Wzmacniacz sieciowy z wyświetlaczem był już zapowiedziany przez Wiim jakis czas temu i czekalismy na niego z utęsknieniem. Spodziewaliśmy się, że będzie raczej połączeniem odtwarzacza sieciowego Wiim Ultra z ostatnim wypustem od amerykańskiej firmy Vibelikiem. Nie do końca tak się jednak stało. Nowy produkt jest nieco uboższy w złącza i przypomina raczej Vibelinka z dołożym ekranem i internetem. No ale zobaczmy co tam oddano do naszej dyspozycji.

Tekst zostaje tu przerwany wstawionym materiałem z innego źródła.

Issue #627, opened 2019-03-04
Reset does not clear histogram selection brush


bkmartinjr:
If you do a Reset (via Reset button), selection brushes on histograms are not cleared.

To reproduce:
1. load a dataset, eg, pbmc3k
2. brush select a section of any continuous metadata (eg, 'n_genes' in pbmc3k)
3. click Reset button

the entire UI, except for the histogram brush, is reset.   The brush should be cleared.

Update: this same underlying bug affects Undo/Redo.

PR #659, opened 2019-03-20
Undo/redo

bkmartinjr:
Implement undo/redo user functions.   Changes:
* Refactor reuducers, using a new "cascading" meta reducer.  
    * The `controls` reducer is now split into: universe, world, categoricalSelectionState, crossfilter, colors and controls (misc UI state)
    * net effect is that the factored reducers (eg, universe) are now in `state.universe` rather than `state.controls.universe`
* Add undo/redo support, which includes:
    * the new undoable meta reducer which manages the state history
    * configuration of which actions side-effect the history
    * Rework a few actions and action generators to improve history UI - ie, allow history to change appropriately based upon user action
    * add Redo/Undo buttons to the graph component

Initial cut at UI:
* Reset will clear the history
* All user actions should be undoable/redoable

There remain a number of edge cases & known issues:
* brushable histogram does not correctly clear its brush state when reset (via either Reset or Undo).   #627 
* lasso selector does not correctly update its paint state in Undo or Redo (the selection is correctly handled -- this is only an issue with the lasso layer painting).  #663


client/src/components/brushableHistogram/index.js
```diff
@@ -15,13 +15,13 @@ import actions from "../../actions";
...
+  world: state.world,
   scatterplotXXaccessor: state.controls.scatterplotXXaccessor,
   scatterplotYYaccessor: state.controls.scatterplotYYaccessor,
-  crossfilter: state.controls.crossfilter,
+  crossfilter: state.crossfilter,
   differential: state.differential,
-  colorAccessor: state.controls.colorAccessor,
-  obsAnnotations: _.get(state.controls.world, "obsAnnotations", null)
+  colorAccessor: state.colors.colorAccessor,
+  obsAnnotations: _.get(state.world, "obsAnnotations", null)
```
colinmegill: `state.world` is really nice.

client/src/components/brushableHistogram/index.js
```diff
@@ -289,7 +290,8 @@ class HistogramBrush extends React.Component {
       .call(
         d3
           .brushX()
-          .on("brush", this.onBrush(field, x.invert).bind(this))
+          .on("start", this.onBrush(field, x.invert, "start").bind(this))
+          .on("brush", this.onBrush(field, x.invert, "brush").bind(this))
```
colinmegill: Requesting a comment here re: why all 3 are necessary

client/src/components/categorical/categorical.js
```diff
@@ -6,7 +6,7 @@ import * as globals from "../../globals";
 import Category from "./category";
 
 @connect(state => ({
-  categoricalSelectionState: state.controls.categoricalSelectionState
+  categoricalSelectionState: state.categoricalSelectionState
```
colinmegill: A point for later, but `categoricalSelection` is probably the right name here, state is redundant.

client/src/reducers/categoricalSelectionState.js
```diff
@@ -0,0 +1,93 @@
...
+    }
+
+    case "categorical metadata filter all of these": {
+      const newCategoricalSelectionState = {
+        ...state,
+        [action.metadataField]: {
+          ...state[action.metadataField],
+          categorySelected: Array.from(
+            state[action.metadataField].categorySelected
+          ).fill(true)
```
colinmegill: Suggest a comment on this line for posterity

client/src/reducers/crossfilter.js
```diff
@@ -0,0 +1,189 @@
...
+            "scalar",
+            world.varData.col(gene).asArray(),
+            Float32Array
+          ),
+        state
+      );
+      return crossfilter;
+    }
+
+    case "clear differential expression": {
```
colinmegill: Do we think this belongs in the crossfilter reducer?

client/src/components/brushableHistogram/index.js
bkmartinjr: will add.    TL;DR - needed for History.

The essence is that we want to know when the drag starts so we can push the Redux state onto the history stack.   We don't want to push new history on each brush/drag, but only on the first one.

client/src/components/categorical/categorical.js
bkmartinjr: I'll fix, but for the record, I used the name that was previously in the code (ie, I didn't change it).

colinmegill: Yup, this is my name

client/src/reducers/categoricalSelectionState.js
bkmartinjr: I'm not sure what you are proposing - can you elaborate?

client/src/reducers/crossfilter.js
bkmartinjr: yes, it does.    All code that changes the crossfilter state is in this reducer.

Note that we also handle this action in other reducers, to change other state.

client/src/reducers/categoricalSelectionState.js
colinmegill: This is one of the 'chewier' lines, those reading from a non JS background might appreciate a plaintext reading of this operation. If you disagree feel free to skip.

client/src/components/categorical/categorical.js
bkmartinjr: fixed.

client/src/reducers/categoricalSelectionState.js
bkmartinjr: lol, you wrote this code :-)

I'll add comments.

bkmartinjr: OK, added a comment about the intent (to all four places we do something similar).  LMK if that resolves it, or propose a comment if you want something different (I wasn't sure if "chewie" referred to the intent or the code).

client/src/reducers/crossfilter.js
colinmegill: Right, yes, that's great.

client/src/reducers/categoricalSelectionState.js
colinmegill: Those are perfect!

PR #662, opened 2019-03-21
Support `diffmap` and `phate` layouts. Explicitly handle embeddings with >2 components.

### LINKED ISSUE #660: Support diffmap and phate layouts (i.e., basic trajectory visualization support)
We currently support most of the embeddings computed by scanpy, with the exception of `diffmap` and `phate`. 

The most basic version of support for trajectory visualization laid out in the planning docs consists of:
* `dpt_groups`: trajectory branch assignment, treated as categorical metadata
* `dpt_pseudotime`: pseudotime assignment, treated as continuous metadata  
* embedding in `phate` or `diffmap` coordinates  

`dpt_groups` and `dpt_pseudotime` are both treated as metadata and handled/visualized appropriately in the app as-is (if these values have been precomputed in scanpy and attached to the h5ad).

Thus, by supporting `X_diffmap` and `X_phate` layouts, we can easily provide a basic level of support for visualizing trajectories.

### LINKED ISSUE #661: Layout launch fails when run with `n_comps > 2`
All of the embedding methods in scanpy have the option to return > 2 components. The current `launch` process just takes the entire array (so far it doesn't break because most scanpy methods default to `n_comps = 2`). But, if `n_comps > 2`, this can cause a layout launch error. We just need to explicitly pull the first two components of `adata.obsm['X_layout']` on launch.

sidneymbell:
This PR fixes a potential bug in how we load layouts (Fixes #661). It also provides basic support for trajectory visualization (Fixes #660).  

The app already supports visualization of cells' positions in pseudotime (via continuous metadata field `dpt_pseudotime`) and trajectory branch assignments (via categorical metadata field `dpt_group`).  

By supporting `diffmap` and `phate` as supported layouts, we can enable users to explore the output of most of the trajectory inference methods implemented in the current version of scanpy:

image 

image

In the process of adding support for these, I also discovered that we don't explicitly pull the first two components of a given embedding (this is relevant for the currently-supported layouts, as well, as umap and tsne can also be exported with >2 components). Easy fix to head off any future confusion.

### DIFF
--- a/server/cli/launch.py
+++ b/server/cli/launch.py
@@ -16,7 +16,7 @@ from server.app.util.utils import custom_format_warning
 @click.option(
     "--layout",
     "-l",
-    type=click.Choice(["umap", "tsne", "draw_graph_fa", "draw_graph_fr"]),
+    type=click.Choice(["umap", "tsne", "draw_graph_fa", "draw_graph_fr", "diffmap", "phate"]),
     default="umap",
     show_default=True,
     help="Method for layout."
--- a/README.md
+++ b/README.md
@@ -37,7 +37,7 @@ You should see your web browser open with the following
 
 There are several options available, such as:
 
-- `--layout` to specify the layout as `tsne`, `umap`, `draw_graph_fa`, or `draw_graph_fr` 
+- `--layout` to specify the layout as `tsne`, `umap`, `diffmap`, `phate`, `draw_graph_fa`, or `draw_graph_fr`
 - `--title` to show a title on the explorer
 - `--open` to automatically open the web browser after launching (OS X only)
 
--- a/server/app/scanpy_engine/scanpy_engine.py
+++ b/server/app/scanpy_engine/scanpy_engine.py
@@ -325,14 +325,11 @@ class ScanpyEngine(CXGDriver):
         * only returns Matrix in columnar layout
         """
         try:
-            import click
-            click.echo('click echo worked')
-            print('print worked')
-            raise KeyError('error raising works')
-            df_layout = self.data.obsm[f"X_{self.layout_method}"]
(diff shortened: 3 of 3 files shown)


csweaver:
One more thing. I think we should warn users if we truncate part of their layout, could we add a check on load?

server/cli/launch.py
```diff
@@ -16,7 +16,7 @@
 @click.option(
     "--layout",
     "-l",
-    type=click.Choice(["umap", "tsne", "draw_graph_fa", "draw_graph_fr"]),
+    type=click.Choice(["umap", "tsne", "draw_graph_fa", "draw_graph_fr", "diffmap", "phate"]),
```
bkmartinjr: Why do we restrict the user to this set of layouts?   I would advocate for letting the user create and view their own custom layout, if they are so inclined.  Definitely an advanced user feature, but super easy to add and very useful.

sidneymbell:
Will do! Thanks Charlotte. OK to merge once those are implemented?

server/cli/launch.py
csweaver: Hmm... I've thought of the same thing before. I like how having options leads to discoverability and protects against non-viewable layouts. But I also agree that advanced users shouldn't be artificially limited.

sidneymbell:
@csweaver - Because I failed to notice that the linter did silly things to the whitespace. Fixed!

server/cli/launch.py
sidneymbell: All good points. As of now, I believe we support / enable all embeddings implemented in scanpy. Any additional / "custom" layouts would have to be computed externally and then attached manually to the anndata structure. Could happen, but I suspect even for advanced users it's not super common? Definitely something we should think about if / when we're ready to support `launch` input from other ecosystems, though.

PR #669, opened 2019-03-21
Better smoke tests

csweaver:
Completed smoke tests using puppeteer. Testing only things that can be accessed via the UI - I'm not tapping into the store. 

Tests - Testing main user workflow and ensuring values are correct and no javascript errors appear on the page. I'm not checking the svgs or canvases. Tests take approx 20s to run after server starts with pmbc3k dataset. 
Test Config - I'm configuring from env variables so that you can watch the tests run when developing locally. Tests are run with dataset specific values to ease adding additional datasets to the smoke tests. 
Puppeteer - callback hell has a successor - async/await hell. Most bugs that happen when writing test are 1) forgot to put an async or an await in the right place or 2) using an iterator that doesn't support async iterator (I'm looking at you forEach). I've written some utils to do some common actions. `puppeteerUtils` for any testing and `cellxgeneActions` for cellxgene specific stuff. This significantly cleans up the readability of the tests.
Test ids/classes - I've added/changed some of the test-ids and test-classes on the client. Changes were made to ensure that the name is more robust to UI changes (removing svg/canvas/button) or to match a use I didn't know I needed. 
Categorical Selection - I've made a UX change to the select all box in categorical selection. When in an indeterminate state, the select all box used to go to either select none or select all depending on if you had used it to select all or select none most recently. I've made it always select all if starting from an indeterminate state. This was necessary in order to be able to use puppeteer to reset the category without knowing how it got to the current state.  

Future PRs are coming for:
- starting the server using the `jest-puppeteer` package to enable some cool features it has
- adding additional datasets to be tested
- [possibly] slack notifications, snapshots of canvas elements to use for visual comparison, tests that read into the redux store.


csweaver:
tagging @smadness since he's doing end to end tests for meta

client/package.json
```diff
@@ -9,7 +9,7 @@
     "build": "npm run clean && webpack --config configuration/webpack/webpack.config.prod.js",
     "clean": "rimraf build",
     "dev": "npm run clean && webpack --config configuration/webpack/webpack.config.dev.js",
-    "e2e": "jest e2e",
+    "e2e": "jest --verbose false --config __tests__/e2e/e2e-jest-config.json e2e",
```
bkmartinjr: Nit:  the change to the command line `unit-test` target (which happened on a prior PR) broke the ability to run single tests from the command line.   We used to be able to ay `npm test client/__tests__/foo.test.js` and it would run just that single test.   It looks like the way `jest` interprets the --testPathIgnorePatterns is incompatible with that.   If you see an easy fix, it would make it very convenient for unit test authors (the alternative is to use `node_modules/.bin/jest testname`.

client/__tests__/e2e/puppeteer-utils.js
```diff
@@ -0,0 +1,161 @@
...
+    for (const val of values) {
+      await puppeteerUtils(puppeteerPage).clickOn(
+        `categorical-value-select-${category}-${val}`
+      );
+    }
+  },
+
+  async reset() {
+    const reset_button = await puppeteerUtils(puppeteerPage).clickOn("reset");
+    // loading state never actually happens, reset is too fast
```
bkmartinjr: my favorite comment of the day :-)

client/__tests__/e2e/e2e-jest-config.json
```diff
@@ -0,0 +1,10 @@
+{
```
bkmartinjr: we are configuring the unit test jest inside package.json, but doing it as stand-alone files for puppeteer.     Should they both use the same method?   (I don't know the answer - just asking why we would do it differently)

client/__tests__/e2e/e2e.test.js
```diff
@@ -31,161 +39,244 @@ afterAll(() => {
...
+        cellset["coordinates-as-percent"]
+      );
+      await cxgActions.drag(hist_id, coords.start, coords.end);
+      const cell_count = await cxgActions.cellSet(1);
+      expect(cell_count).toBe(cellset.count);
+    }
+  });
+});
+
+describe("gene entry", async () => {
```
bkmartinjr: how much do you want to test error handling (at least in the common cases)?   Seems like it might be worthwhile adding a test for a) a known bad gene name, b) a known badly formatted bulk gene list (eg,   "foo;bar;baz") and ensure a toast/error appears.

client/src/components/brushableHistogram/index.js
```diff
@@ -385,7 +385,13 @@ class HistogramBrush extends React.Component {
       <div
         id={`histogram_${field}`}
```
bkmartinjr: I am not sure `field` is guaranteed to be anything other than a string, which means it could contain characters that are not legal in an element ID.    Might consider escaping these for the (rare) case we get a dataset with fields such as "foo bar"

bkmartinjr: actually, now that I look more, I think this is definitely needed - at a minimum space needs to be handled, as it is not legal in an ID, and seems to be legal (and not rare) as a column name.

client/__tests__/e2e/e2e-jest-config.json
csweaver: The jest-puppeteer package has configuration that break the presets for the unit tests. My understanding is that most future tests will be unit tests and so I feel like that should be the default configuration. I wish there was an easy way to set up alternate configurations for tests in different folders but my googling didn't bring up anything. Totally open to suggestions

client/__tests__/e2e/e2e.test.js
csweaver: @colinmegill didn't like checking on the toasts themselves. I also thought we are likely moving to error collapsing soon so I wasn't sure that this behavior was stable enough to test. What do you think?

client/src/components/brushableHistogram/index.js
csweaver: Will fix (but for the record, I didn't add this :)

client/package.json
csweaver: I bet I can fix this. Let me look into it.

client/__tests__/e2e/puppeteer-utils.js
csweaver: 😁

csweaver:
I actually don't think we should have to escape special characters for the `data-testid` These are [data attributes](https://developer.mozilla.org/en-US/docs/Web/HTML/Global_attributes/data-*) and thus don't have the same restrictions on their values. Using id may be misleading, I went with `testid` for values that should be unique and `testclass` for values that may apply to many elements. 

I do agree on escaping special characters in the actual `ids`, though.

client/__tests__/e2e/e2e-jest-config.json
bkmartinjr: I wasn't proposing an identical config.  Rather that we have the structure of the config be the same (ie, all in package.json, or all in stand-alone files).   

That said, this is a super tiny issue, so if not easy, skip it.

client/__tests__/e2e/e2e.test.js
bkmartinjr: fair point about the toasts.

But knowing that bad data at least doesn't generate an error on the console is worth something....    There are not many places we accept user data entry - might as well have some "bad data" tests for them - ie, just confirm that we seem to survive the bad data.

Short term, this may require dismissing toasts, so I'm OK if you merge this without adding these tests.  We can augment the tests as the toasts stabilize.

client/src/components/brushableHistogram/index.js
bkmartinjr: lol, sorry!   And I'm only really concerned about places that are really going to cause a problem with legit user data.  So I think only `id` requires the space-escape.

bkmartinjr:
I'm good with your proposed (escape only ID) solution!

client/__tests__/e2e/e2e-jest-config.json
csweaver: I was thinking of it as the unit test config should be the default (thus in package.json) and the smoke test should be the exception (thus in a separate file). IMO future exceptions should have separate files as well.

client/package.json
csweaver: I added a script named "test" that just runs `jest` (this is the way it used to be) to fix your cli workflow.  We just won't use this script in the CI.

bkmartinjr: sounds reasonable.  if I understand, this will run all tests if executed as `npm run test`, but with a specific test argument, will work as it used to.   Thanks!

client/__tests__/e2e/e2e-jest-config.json
bkmartinjr: SGTM

csweaver:
@smadness thanks again for taking a look! I've just made a separate PR testing some error state, it was a little more complicated to attach ids to the error toasts so I didn't want to lump that in with this pr. I'll probably add more tests as we exercise these and get some feedback about how they break.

Sprzęt otrzymujemy w opakowaniu o stylistyce nie odbiegającej od tego do czego zostaliśmy przyzwyczajeni w ostatnich miesiącach. Po rozpakowaniu wita nas między innymi nowa wersja pilota na akumulator. Sam sprzęt otrzymuje miano najcięższego Wiima jakiego do tej pory trzymałem w dłoniach z zawrotną wartocią około 2,5 kg, ale to do czasu jak dotrą do PL nowości takie jak choćby Subwoofer. Z wyglądu nic nas nie zaskoczy. Urządzenie wygląda niemal identycznie jak streamer z rodziny Ultra. Ten sam 3,5 calowy wyświetlacz dotykowy. Jest ładny i w zupełności wystarczy do obsługi urządzenia choć nie robi oczywiście takiego wrażenia jak w Eversolo. Trzeba jednak pamiętać, że wspomniana konkurencja wyceniła swój wzmacniacz sporo wyżej, a ty użytkowniku musisz wybrać na czym Tobie zależy. Chyba jednak najbardziej liczy się brzmienie o którym później. Wspomniałem, że Amp Ultra został nieco zubożony względem stremera Ultra. Jestem w stanie to jednak zrozumieć bo gdzieś trzeba było upchnąć połączenia głośników. Te wzorem Vibelinka posiadają dołączane terminale dla tych słuchaczy, którzy nie korzystają z wtyków. A więc mamy po jednym złączu RCA, USB na dysk, Optycznym oraz HDMI dla dźwięku z TV. Mamy monofoniczne wyjście na subwoofer i poza komunikacją bezprzewodową to tyle. Nie mamy możliwości wyjścia dźwiękiem ani cyfrowo ani analogowo, choć nie wydaje się to jakoś szczególnie potrzebne. Raczej takiego sprzętu nie kupujemy z myślą podpięcia go do np. końcówki mocy. Co za tym idzie żadnych triggerów, brak także typowego wejścia gramofonowego. Jeśli będziemy chcieli posłuchać muzyki korzystając z słuchawek to pozostaje nam jedynie opcja bezprzewodowa choć na stronie Wiim.com widnieje informacja że możemy skorzystać także z USB. Wspomniaana komunikacja bezprzewodowa to oczywiście Bluetooth oraz Wifi. Ciągle brak Applowego Airplay mimo że Appka na IOS jest dostępna. Ciekawą opcją jaką wprowadzili myśliciele z Wiim'a jest możliwość odtwarzania dźwięku przestrzenego po dodaniu kilku komponentów do naszego małego pudełeczka. Dla mnie jako miłośnika stereo zabawa nie warta grzechu, ale są miłośnicy bezprzewodowych rozwiązań którzy być może będą tą opcją zainteresowani. Słuchacze posiadający telewizory oparte o system Android będą mogli wyświetlić informację o słuchanym kawałku na swoich ekranach, ale przyznam że nie testowałem.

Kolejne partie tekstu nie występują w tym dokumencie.